_WHAT IS REQUIRED_
Show, in full, each line of the data that contains "index".

[Collected data entries]
--------------------------------------------------
PR #404, opened 2022-10-07
fixed the overflow

kor-pixel:
Fixed the horizontal scrolling issue present on IOS and Mac by adding overflow-hidden to all pages by adding it to main tag

I do not have an Iphone to test that this does not cause any unintended issues so some further testing should be done before accepting this.

Closes #(issue): [ENG-253] Spacedrive landing page has horizontal scroll on ios and mac #402

### DIFF
--- a/apps/landing/src/pages/index.page.tsx
+++ b/apps/landing/src/pages/index.page.tsx
@@ -82,7 +82,7 @@ function Page() {
 	}, []);
 
 	return (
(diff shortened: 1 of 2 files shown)


maxichrome:
@oscartbeaumont @Brendonovich any idea why Clippy fails here? is this known?

Brendonovich:
@maxichrome Don't worry about it - Looks like the p2p stuff isn't compiling properly and Clippy isn't happy bc this is a fork, not a branch.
--------------------------------------------------
_RESULT FOR THIS EXERCISE_
--- a/apps/landing/src/pages/index.page.tsx
+++ b/apps/landing/src/pages/index.page.tsx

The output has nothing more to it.